Problem details: Say how many lines below have "restoring" in them, giving the number alone.
:::
PR #2082, opened 2025-03-14
tests: add tests for restoring from checkpoints using multisim

erin-le:
This commit adds a test for restoring from `riscv-hello` checkpoints taken at 500,000, 1 million, and 1.5 million ticks. It also adds tests for restoring from `hello world` binaries of the Arm, X86 and RISC-V ISAs. The riscv-hello tests are currently commented out, as there are issues with obtaining the checkpoint via `obtain_resource`.


erin-le:
@BobbyRBruce: Could you take a look at this PR? Thanks!

BobbyRBruce (approved):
:::
Solved problem: 2